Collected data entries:
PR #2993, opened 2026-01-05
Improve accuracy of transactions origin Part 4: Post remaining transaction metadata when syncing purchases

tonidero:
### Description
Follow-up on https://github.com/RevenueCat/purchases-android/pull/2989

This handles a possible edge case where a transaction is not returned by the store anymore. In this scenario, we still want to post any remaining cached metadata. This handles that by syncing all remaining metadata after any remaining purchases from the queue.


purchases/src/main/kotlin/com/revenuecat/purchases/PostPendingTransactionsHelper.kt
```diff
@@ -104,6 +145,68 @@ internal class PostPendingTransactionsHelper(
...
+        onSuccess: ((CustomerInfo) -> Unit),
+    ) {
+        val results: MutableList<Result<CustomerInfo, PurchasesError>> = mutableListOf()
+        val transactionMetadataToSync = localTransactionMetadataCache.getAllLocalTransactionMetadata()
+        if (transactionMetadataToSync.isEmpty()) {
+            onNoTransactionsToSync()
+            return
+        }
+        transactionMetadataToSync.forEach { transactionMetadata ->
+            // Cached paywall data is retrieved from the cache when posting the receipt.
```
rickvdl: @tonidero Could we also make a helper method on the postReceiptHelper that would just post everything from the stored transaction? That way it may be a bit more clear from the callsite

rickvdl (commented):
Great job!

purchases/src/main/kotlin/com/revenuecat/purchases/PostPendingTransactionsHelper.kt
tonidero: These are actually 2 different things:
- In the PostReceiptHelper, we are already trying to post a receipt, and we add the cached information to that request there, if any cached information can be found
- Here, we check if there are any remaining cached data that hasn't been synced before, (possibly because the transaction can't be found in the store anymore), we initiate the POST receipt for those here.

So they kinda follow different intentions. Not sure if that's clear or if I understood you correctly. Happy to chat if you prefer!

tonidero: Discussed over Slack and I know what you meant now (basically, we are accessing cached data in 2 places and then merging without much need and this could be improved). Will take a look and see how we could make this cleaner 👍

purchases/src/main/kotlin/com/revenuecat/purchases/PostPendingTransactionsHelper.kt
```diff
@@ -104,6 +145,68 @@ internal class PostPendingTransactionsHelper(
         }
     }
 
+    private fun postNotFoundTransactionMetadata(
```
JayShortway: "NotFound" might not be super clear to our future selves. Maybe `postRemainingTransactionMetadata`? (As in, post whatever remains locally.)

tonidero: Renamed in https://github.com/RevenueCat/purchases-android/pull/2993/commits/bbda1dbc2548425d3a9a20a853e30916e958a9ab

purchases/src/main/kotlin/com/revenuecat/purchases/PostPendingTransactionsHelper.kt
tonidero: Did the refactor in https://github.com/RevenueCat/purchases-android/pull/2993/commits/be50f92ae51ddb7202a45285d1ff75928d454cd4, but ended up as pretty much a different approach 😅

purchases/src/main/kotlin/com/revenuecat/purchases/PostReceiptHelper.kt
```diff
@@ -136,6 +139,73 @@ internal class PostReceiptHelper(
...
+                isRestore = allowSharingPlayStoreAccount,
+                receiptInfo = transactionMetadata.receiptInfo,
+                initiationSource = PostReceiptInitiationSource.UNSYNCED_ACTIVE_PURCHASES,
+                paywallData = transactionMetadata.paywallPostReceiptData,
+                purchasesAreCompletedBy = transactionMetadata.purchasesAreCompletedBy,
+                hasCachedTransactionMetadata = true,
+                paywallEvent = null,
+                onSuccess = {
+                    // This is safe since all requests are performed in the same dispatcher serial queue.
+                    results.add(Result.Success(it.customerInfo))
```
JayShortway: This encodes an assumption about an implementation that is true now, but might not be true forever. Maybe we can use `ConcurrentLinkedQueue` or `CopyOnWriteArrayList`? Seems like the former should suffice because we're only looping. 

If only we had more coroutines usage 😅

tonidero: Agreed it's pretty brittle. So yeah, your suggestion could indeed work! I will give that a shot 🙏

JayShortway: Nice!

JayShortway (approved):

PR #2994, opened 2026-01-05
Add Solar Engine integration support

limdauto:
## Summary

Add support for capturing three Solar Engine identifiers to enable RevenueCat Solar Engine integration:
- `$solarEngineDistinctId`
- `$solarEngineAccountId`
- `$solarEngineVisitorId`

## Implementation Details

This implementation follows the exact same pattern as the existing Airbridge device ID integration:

WHAT THIS TASK INVOLVES: What is needed is an exact transcription of every entry above.

SOLUTION:
PR #2993, opened 2026-01-05
Improve accuracy of transactions origin Part 4: Post remaining transaction metadata when syncing purchases

tonidero:
### Description
Follow-up on https://github.com/RevenueCat/purchases-android/pull/2989

This handles a possible edge case where a transaction is not returned by the store anymore. In this scenario, we still want to post any remaining cached metadata. This handles that by syncing all remaining metadata after any remaining purchases from the queue.


purchases/src/main/kotlin/com/revenuecat/purchases/PostPendingTransactionsHelper.kt
```diff
@@ -104,6 +145,68 @@ internal class PostPendingTransactionsHelper(
...
+        onSuccess: ((CustomerInfo) -> Unit),
+    ) {
+        val results: MutableList<Result<CustomerInfo, PurchasesError>> = mutableListOf()
+        val transactionMetadataToSync = localTransactionMetadataCache.getAllLocalTransactionMetadata()
+        if (transactionMetadataToSync.isEmpty()) {
+            onNoTransactionsToSync()
+            return
+        }
+        transactionMetadataToSync.forEach { transactionMetadata ->
+            // Cached paywall data is retrieved from the cache when posting the receipt.
```
rickvdl: @tonidero Could we also make a helper method on the postReceiptHelper that would just post everything from the stored transaction? That way it may be a bit more clear from the callsite

rickvdl (commented):
Great job!

purchases/src/main/kotlin/com/revenuecat/purchases/PostPendingTransactionsHelper.kt
tonidero: These are actually 2 different things:
- In the PostReceiptHelper, we are already trying to post a receipt, and we add the cached information to that request there, if any cached information can be found
- Here, we check if there are any remaining cached data that hasn't been synced before, (possibly because the transaction can't be found in the store anymore), we initiate the POST receipt for those here.

So they kinda follow different intentions. Not sure if that's clear or if I understood you correctly. Happy to chat if you prefer!

tonidero: Discussed over Slack and I know what you meant now (basically, we are accessing cached data in 2 places and then merging without much need and this could be improved). Will take a look and see how we could make this cleaner 👍

purchases/src/main/kotlin/com/revenuecat/purchases/PostPendingTransactionsHelper.kt
```diff
@@ -104,6 +145,68 @@ internal class PostPendingTransactionsHelper(
         }
     }
 
+    private fun postNotFoundTransactionMetadata(
```
JayShortway: "NotFound" might not be super clear to our future selves. Maybe `postRemainingTransactionMetadata`? (As in, post whatever remains locally.)

tonidero: Renamed in https://github.com/RevenueCat/purchases-android/pull/2993/commits/bbda1dbc2548425d3a9a20a853e30916e958a9ab

purchases/src/main/kotlin/com/revenuecat/purchases/PostPendingTransactionsHelper.kt
tonidero: Did the refactor in https://github.com/RevenueCat/purchases-android/pull/2993/commits/be50f92ae51ddb7202a45285d1ff75928d454cd4, but ended up as pretty much a different approach 😅

purchases/src/main/kotlin/com/revenuecat/purchases/PostReceiptHelper.kt
```diff
@@ -136,6 +139,73 @@ internal class PostReceiptHelper(
...
+                isRestore = allowSharingPlayStoreAccount,
+                receiptInfo = transactionMetadata.receiptInfo,
+                initiationSource = PostReceiptInitiationSource.UNSYNCED_ACTIVE_PURCHASES,
+                paywallData = transactionMetadata.paywallPostReceiptData,
+                purchasesAreCompletedBy = transactionMetadata.purchasesAreCompletedBy,
+                hasCachedTransactionMetadata = true,
+                paywallEvent = null,
+                onSuccess = {
+                    // This is safe since all requests are performed in the same dispatcher serial queue.
+                    results.add(Result.Success(it.customerInfo))
```
JayShortway: This encodes an assumption about an implementation that is true now, but might not be true forever. Maybe we can use `ConcurrentLinkedQueue` or `CopyOnWriteArrayList`? Seems like the former should suffice because we're only looping. 

If only we had more coroutines usage 😅

tonidero: Agreed it's pretty brittle. So yeah, your suggestion could indeed work! I will give that a shot 🙏

JayShortway: Nice!

JayShortway (approved):

PR #2994, opened 2026-01-05
Add Solar Engine integration support

limdauto:
## Summary

Add support for capturing three Solar Engine identifiers to enable RevenueCat Solar Engine integration:
- `$solarEngineDistinctId`
- `$solarEngineAccountId`
- `$solarEngineVisitorId`

## Implementation Details

This implementation follows the exact same pattern as the existing Airbridge device ID integration:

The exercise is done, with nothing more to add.